Members of the COPNN network have committed to research and publication in this area, producing a core textbook on community nursing, recently published in its third edition (Chilton and Bain, 2025), peer-reviewed research articles on nursing curriculum and the older person (Garbrah et al, 2021; 2017), and experiences and perceptions of student nurses on placements in care homes (Cooke et al, 2021). A presentation of the COPNN took place at the Royal College of Nursing education forum conference in April 2024.
Additionally, research suggests that nursing students at the beginning of their studies have a skewed perspective towards community and older person nursing (van Iersal et al, 2018), fuelled by stereotypical attitudes in the media. Aiming to change the narrative, members of the network have written on the reality of nursing roles in the community (Cowan, 2022; 2023). Student nurses are also encouraged to identify an area of research relevant to community or older adult nursing for their final year dissertation project.

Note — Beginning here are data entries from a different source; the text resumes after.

Issue #757, opened 2026-07-22
RFdeconProcessor.actual_output() / output_shaping_wavelet() return _CoreTimeSeries instead of TimeSeries


Cloud1e:
After running `RFdecon(..., alg="TimeDomainGID", ...)`, calling `gid_engine.actual_output()` or `gid_engine.output_shaping_wavelet()` returns a low-level `_CoreTimeSeries` object instead of a full `TimeSeries`. Passing that directly into `WindowData()` (and presumably other higher-level API functions) fails:

```python
ao = gid_engine.actual_output()
print(type(ao))   # <class 'mspasspy.ccore.seismic._CoreTimeSeries'>

WindowData(ao, stime, etime)
```

```
TypeError: Illegal type for arg0=<class 'mspasspy.ccore.seismic._CoreTimeSeries'>.  Must be a MsPASS seismic data object
```

Wrapping manually works around it:

```python
ao = TimeSeries(gid_engine.actual_output())
```

but callers shouldn't need to know to do this. `actual_output()` / `output_shaping_wavelet()` should probably just return a full `TimeSeries` directly, consistent with the rest of the atomic data object API.

wangyinz:
Fixed in #766: `RFdeconProcessor.actual_output()` and `output_shaping_wavelet()` now return metadata-aware `TimeSeries` objects for both scalar and 3-C engines, allowing downstream windowing APIs to consume them. Closing as completed.

PR #759, opened 2026-07-30
Fix GID receiver-function timing, stopping, and diagnostics

wangyinz:
## Final update: target-specific MTZ presets and external-wavelet timing

Final commits: `e8bf75d8` (MTZ presets), `be9b30c9` (CNR/FFT hardening), `d1e4cf45` (external-wavelet timing and validation), and `7170bd48` (Sphinx-clean API documentation).

The public no-argument scalar workflow resolves the packaged `mtz_plane_wave_lowfreq` reference preset:

```text
analysis/output window   (-10, 120) s
source-wavelet window    (-5, 20) s
target dt                0.05 s
output shaping           zero-phase Ricker, 0.125 Hz
WaterLevel               0.1
frequency-domain LS      damping 1.0
```

This is explicitly documented as a **reference preset for MTZ plane-wave/Kirchhoff imaging**, not a universal receiver-function default. The 0.125-Hz Ricker is an objective-specific low-frequency reference for P410s/P660s imaging. Companion presets remain `mtz_plane_wave_highres` (0.25-Hz Ricker), `crustal_plane_wave` (0.5-Hz Ricker), and `raw_decon_diagnostic` (no shaping). Numerical PF values were not changed by the wording correction, and the source/package PF mirrors are identical.

The final API fixes also:

- correct `RFdeconProcessor.loaddata(TimeSeries, window=False)` to read `d.data`, with a direct regression test;
- add optional `wavelet_t0` to scalar, TD-GID, and FD-GID Python paths so a bare numpy/vector wavelet can be physically aligned to the analysis grid;
- keep a `TimeSeries` wavelet's own `t0` and `dt` authoritative;
- preserve legacy vector behavior when `wavelet_t0=None`, with one explicit `UserWarning`;
- validate nonfinite/invalid wavelets and datum/grid compatibility before mutating a reusable engine;
- preserve GID's P-relative lag-domain contract and reject unconverted epoch-time data with guidance to use `ator(P-arrival epoch)`.

The CNR fix removes the prior external-wavelet phase error and hardens datum/wavelet/PSD validation, zero/noise spectral limits, diagnostic timebases, transactional process state, copy/assignment/serialization semantics, and checked RAII ownership of GSL FFT resources. Scalar and 3C noise-spectrum producers reject nonfinite/overflowing inputs before mutating cached engines.

Final local verification:

```text
Python decon/RF/GID related suites           625/625 PASS
RFdeconProcessor full file                   113/113 PASS
Debug CTest                                    11/11 PASS
Release -O3 -DNDEBUG focused CTest               1/1 PASS
Valgrind                      74,261 allocs/frees, 0 leaks, 0 errors
git diff --check                                        PASS
```

Final MTZ waveform verification (0.05 s sampling, -10–120 s analysis, 0.125-Hz source) recovered injected phases at exactly `0.0/45.0/72.0 s`. Internal `TimeSeries` and external vector+`wavelet_t0` RFs are pointwise identical for scalar, TD-GID, and FD-GID paths; no sparse zero blocks or isolated late artifacts were introduced.

The unchanged final revision received two consecutive independent GPT-5.6 Sol High critical code-review rounds with no P0–P2 findings. A separate Sol High receiver-function seismologist review reported `FINAL WAVEFORM CLEAN 2`. All implementation changes were made by GPT-5.6 Terra High.

Remote status for `7170bd48`: Python 3.10/3.13, CMake, sdist, dependency alignment, Docker amd64/arm64 dev/latest, MPI, Codecov patch, and Codecov project all **PASS**.

## Summary

Fix generalized iterative receiver-function deconvolution in `TimeDomainGIDDecon` and `FrequencyDomainGIDDecon` for long mantle-transition-zone windows, physical wavelet/data time alignment, statistically valid convergence, complete QC, and long-noise FFT sizing.

Also fixes **#757** by changing the C++ scalar-deconvolution diagnostic API itself to return `TimeSeries`.

## Confirmed root causes and fixes

1. **Independent time origins were lost.**  The analysis record and short source wavelet were reduced to raw vectors before scalar inverse preprocessing.  With analysis `t0=-10 s` and wavelet `t0=-5 s`, their first samples were treated as simultaneous, so RF lag zero moved to about `+5 s`.  Both GID engines now construct a physical union grid, align/zero-pad by actual sample time, process every supported leaf consistently, and crop back to the unchanged analysis grid.  This applies to internal/external wavelets and noise-threshold preprocessing; it does not merely relabel `t0`.

2. **Residual-noise stopping used record-length-dependent L2 norms.**

   ```text
   old_legacy_ratio = ||residual||2 / ||noise||2

   residual_rms = ||residual||2 / sqrt(number_of residual time samples)
   noise_rms    = ||noise||2 / sqrt(number_of noise time samples)
   stopping_ratio = residual_rms / noise_rms
   ```

   The RMS ratio now drives stopping.  The old L2 ratio is retained as explicitly legacy QC.  Canonical and compatibility QC aliases are emitted together, including `ns_gid_residual_noise_rms_ratio`, `ns_gid_residual_rms_ratio`, `ns_gid_residual_rms`, and `ns_gid_noise_rms`.

3. **The sigma threshold had ambiguous statistics.**  `ns_gid_peak_sigma_threshold` now multiplies the RMS aggregate of three signed-component, median-centered MAD sigma estimates.  Zero/roundoff MAD falls back to the ordinary signed-component RMS aggregate; invalid or nonpositive scales fail explicitly.  The empirical 3C vector-amplitude quantile remains a separate maximum guard.  The same policy drives automatic group-sparse lambda.  Exact and compatibility QC names expose empirical, sigma, selected, robust, fallback, and per-component scales.

4. **Fractional convergence was evaluated after periodic ridge refitting.**  Every fifth accepted spike could therefore stop on the refit's state adjustment instead of the accepted candidate's improvement.  NS-GID now evaluates equation-15 fractional improvement from the candidate's pre-refit raw-L2 reduction.  Refit remains the next iteration state and has separate audit fields.

5. **Long noise could exceed the inverse-operator FFT allocation.**  Runtime sizing now includes the complete, untruncated noise record and grows the operator safely.

6. **Issue #757 returned reduced diagnostics.**  `ScalarDecon::actual_output()` and `output_shaping_wavelet()` now return `TimeSeries`; every override and pybind binding matches.  Python wrappers no longer construct temporary `TimeSeries(...)` objects.  Data, metadata, timebase, and live/dead state are preserved, and the direct engine objects pass directly to `WindowData`.

7. **`candidate_not_significant` could terminate on the wrong lag.**  The old loop maximized the lag-penalized score first and only then tested raw significance.  A strongly downweighted but raw-significant peak could therefore be hidden by an insignificant peak with a larger penalized score.  Both engines now first form the set `raw_amplitude >= threshold && lag_weight > 0`, then maximize the penalized score inside that set.  Final ridge refitting is followed by a fresh valid-lag scan; a reintroduced significant residual is reported as `post_refit_significant_candidate_remaining` with `converged=false`.  Invalid/zero analysis data and nonfinite internal/external noise or spectra fail with state-safe engine reuse.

As a result of a James Lind Alliance priority setting partnership, the top ten community nursing research priorities have been identified, reflecting the complexity of care delivered to patients and the workforce pressures community nurses face (Henshall et al, 2022). Members of the COPNN are working with nurse academics to address these questions, which reflect the needs, views and priorities of community nurses, patients and carers of different ages across England and different geographical regions. These should take account of any differences in perspectives according to gender and ethnicity so that the findings are wide-reaching in their impact.
Conclusions
The community environment is a fascinating yet complicated matrix. There are myriad individuals, groups, agencies and organisations involved in the delivery of health and social care. Appreciation of the true complexity of meeting the health and social care needs of the population, particularly older adults, living in the community only really becomes evident with experience. Visualising community care as a ‘process’ rather than a ‘context’ can help community nursing be valued as advanced specialist practice rather than as institutional or hospital-based nursing in another setting. This emphasises the need for nursing academics, with their varying experiences, to ensure that the learning opportunities for student nurses are representative of primary, secondary and tertiary care settings, providing the range of knowledge, skills and values required for working in each sector. The COPNN is focused specifically on developing the curriculum, placements and research and publishing activities to raise the profile of community and older people nursing and increase the number of student nurses choosing community nursing as a first career post. This initiative will be of interest to other nursing schools, and communication and collaboration are welcomed to address the rapidly changing nursing needs of an ever-growing older population.